'Save Sgt. Sean Murphy' Petition: Protect Job Of Police Officer Who Released Dzhokhar Tsarnaev Photos

Thousands Rally To Save Job Of Officer Who Released Photos Of Boston Suspect

Thousands of supporters have joined a campaign to save the job of a Massachusetts State Police Officer who released crime-scene photos of the Boston Marathon bombing suspect.

Sgt. Sean Murphy, a tactical photographer, was “relieved of duty,” but not fired on Thursday after having shared never-before-seen images with Boston Magazine of Dzhokhar Tsarnaev, a decision his supporters think should be reversed. Murphy said he was incited to unveil the photos of the bloodied suspect on the night he was captured in response to the controversial Rolling Stone Magazine cover that some say treats Tsarnaev like a rock star.

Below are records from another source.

PR #2330, opened 2025-01-26
[Cleanup] Adjusting Company Switcher Per New Design

Civolilah:
@beganovich @turbo124 The PR includes the redesign of the company switcher using the existing color scheme and font sizes but with a new design. Screenshot:

Screenshot 2025-01-29 at 18 57 41

Let me know your thoughts.


Civolilah:
@turbo124 The only color I used from Figma is for the icons of add_company, logout, and other actions. It looks really great to me in both light and dark mode - better than any other from the color scheme. All other colors are used from the existing scheme.

turbo124:
After minimising the sidebar, how do we re-expand it? cc @beganovich

Civolilah:
> After minimising the sidebar, how do we re-expand it? cc @beganovich
> 
> ok I found it:
> 
> image
> 
> Problem. it is not very intuitive for me (perhaps we need to relocate this to bottom so that it is always in context.
> 
> Also, i note a _huge_ delay when clicking to reopen the sidebar
> 
> image
> 
> I think this is related to the API call for updating the react_settings for this, we should not need to await this.

@turbo124 The icon has been replaced and the expanding/collapsing sidebar speed has been improved. Let me now your thoughts.

src/common/hooks/useInjectUserChanges.ts
```diff
@@ -31,7 +31,7 @@ export function useInjectUserChanges(options?: Options) {
   const changes = useUserChanges();
 
   useEffect(() => {
-    if (changes && options?.overwrite === false) {
```
Civolilah, line 34: @beganovich I don't think this ever worked correctly. David reported that the speed of collapsing/expanding sidebar is really slow - the reason for that is exactly this logic. The changes object is constantly being injected again because this if statement is almost never true.

By default, the changes object used in this if statement is an empty object ({}), it is never null/undefined. So, that part of the condition is always true, while the second part is equal to false only if the overwrite is passed through options. So, instead of comparing types also, we just want to check if the overwrite is set to true.

The overwrite is never passed as a true value, but also I don't think we ever need to overwrite changes over the changes we currently have.

turbo124:
image


both change buttons need to be in the same location to keep the UX consistent, place them _both_ in the footer section.

Civolilah:
> image
> 
> both change buttons need to be in the same location to keep the UX consistent, place them _both_ in the footer section.

@turbo124 Ah, sure thing! It has been replaced!

turbo124:
image


If no company logo present we should a character, can we please ensure this sizes proportionately to fill the circle.

Civolilah:
> image
> 
> If no company logo present we should a character, can we please ensure this sizes proportionately to fill the circle.

@turbo124 Sure thing, the font size in avatars has been increased. Screenshot:

Screenshot 2025-01-31 at 18 37 19

Let me know your thoughts.

beganovich:
This doesn't look that good imho. Can we make icons smaller and do some spacing to see how it looks? 

image

Civolilah:
> This doesn't look that good imho. Can we make icons smaller and do some spacing to see how it looks?
> 
> image

@beganovich Ah sure, I didn't notice this one because I didn't have that many icons. The sizes of icons have been decreased and spacing has been increased. Screenshots:

Screenshot 2025-02-06 at 00 35 08

Screenshot 2025-02-06 at 00 44 15

Let me know your thoughts.

Civolilah:
> Quick change needed on this one, if you don't have profile picture, and use invoice ninja default one, this is how it looks. Please make use of object-fit (cover) in CSS to fix this.
> 
> image

@beganovich Ah sure thing, it has been fixed. Screenshot:

Screenshot 2025-02-11 at 19 18 20

Let me know your thoughts.

package.json
```diff
@@ -38,6 +38,7 @@
     "pusher-js": "^8.4.0-rc2",
     "randexp": "^0.5.3",
     "react": "^18.2.0",
+    "react-avatar": "^5.0.3",
```
beganovich, line 41: We definitely need to kick out this library. It wasn't updated in years and it will definitely block our path to React 19.

As replacement we can use ui-avatars.com, but we should be careful here as well.

@turbo124 should we use 3rd party website to generate nice avatars for us (due to privacy concerns).

Just to be clear `react-avatar` isn't fully offline either.

src/components/CompanySwitcher.tsx
```diff
@@ -97,6 +116,27 @@ export function CompanySwitcher() {
...
   }, [currentCompany]);
 
+  if (isMiniSidebar) {
+    return (
+      <>
+        <img
+          className={classNames(
+            'rounded-full border overflow-hidden aspect-square',
+            {
+              'object-cover': logo?.includes('invoiceninja-logo@light'),
```
beganovich, line 126: I am not sure this is correct way to handle this, we need same approach for every avatar. Both rounded, 1:1 aspect or 16:9.

Can we apply same this for everyone and test different sizes?

beganovich (changes requested):

src/components/CompanySwitcher.tsx
Civolilah: @beganovich Okay, I made the same approach for all avatars to match the Figma design with the circle and logo. The best preview will be for 1:1 pictures, of course. Screenshot:

Screenshot 2025-02-12 at 18 45 11

However, if we want to have a consistent design, 16:9 pictures for example will be less visible, but I don't think there is a general approach to make all of them look great when they are displayed within the same avatar shape. This is how it looks with a 16:9 picture. Screenshot:

Screenshot 2025-02-12 at 18 50 01

It is not fully visible of course, but I'm not sure if it's even possible when the avatar is consistent and circular. Also, in my opinion, the avatar is a small space to make it visible for all sizes, and I don't think that an avatar is actually a place where it must be fully visible?

Let me know your thoughts.

beganovich: Not to worry, optimize for 1:1 aspect ration, for 16:9 we can cut the content.

beganovich:
Let's dismiss the idea of dynamic avatars with 3rd party sites or packages.

Can we default to a circular Invoice Ninja logo for users who don't have avatars?

Civolilah:
> Let's dismiss the idea of dynamic avatars with 3rd party sites or packages.
> 
> Can we default to a circular Invoice Ninja logo for users who don't have avatars?

,

Civolilah:
> Let's dismiss the idea of dynamic avatars with 3rd party sites or packages.
> 
> Can we default to a circular Invoice Ninja logo for users who don't have avatars?

@beganovich Hmm, okay, I think it looks better when the letter avatar is displayed instead of the default Invoice Ninja logo. Screenshot:

Screenshot 2025-02-13 at 19 07 26

Do you think this would be a good solution? Here's how it would look with this change.

beganovich:
Please use this logo:

https://github.com/invoiceninja/ui/blob/main/public/logo180.png

Civolilah:
> Please use this logo:
> 
> https://github.com/invoiceninja/ui/blob/main/public/logo180.png

@beganovich Sure thing, I made it as a fallback logo and it looks much better now. Screenshot:

Screenshot 2025-02-14 at 16 22 39

Let me know your thoughts.

PR #2356, opened 2025-02-08
[Cleanup] Redesigning 

Civolilah:


beganovich:
This doesn't look like Figma one completely, here's updated version.

Before and after.

image
image

cc @turbo124 for QA.

turbo124:
image


Looks like this for me, i assume once the save button is updated, as long as the proportions are matching...

beganovich:
I guess we can change it afterwards, if it doesn't end up matching with rest of buttons.

beganovich (approved):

“As a professional law-enforcement officer of 25 years, I believe that the image that was portrayed by Rolling Stone magazine was an insult to any person who has every worn a uniform of any color or any police organization or military branch, and the family members who have ever lost a loved one serving in the line of duty,” Murphy said in a statement.

While Murphy has been instructed not to speak to the media, his hoards of supporters are crying out on his behalf. As of press time, nearly 50,000 people had joined a Facebook petition pushing for Murphy to be able to keep his job. The campaign states that Murphy simply did what “most of us would have liked to do or would have done had we had the same resources.”

The Massachusetts officer has also received an outpouring of support from people who were directly devastated by the Boston Marathon bombing.

The family of Sean Collier, the MIT police officer allegedly killed by the bombing suspects, called Murphy's actions "selfless" in a statement of support for the officer on Monday.

Sgt. Murphy wanted to right what he and many in Boston and around the country saw as a wrong, and to counter the aggrandizement of terrorism by Rolling Stone magazine. Terrorists are not rock stars and they should not be rewarded with fame and magazine covers. The real heroes are the law enforcement officers, first responders, and victims of this terror. It is they who should be honored.

But Murphy has also gotten a fair share of backlash, too.

The office of US Attorney Carmen M. Ortiz, who is prosecuting Tsarnaev in federal court, called Murphy’s actions “completely unacceptable,” according to the Boston Globe. Some legal experts have said that the released photos could jeopardize the case.

But getting the general public behind his case may be the very thing Murphy needs to save his job.

“It shows the public is sympathetic for what he did,” Tobe Berkovitz, a Boston University communications professor, told the Boston Herald. “It can put pressure on public officials to basically cut him some slack.”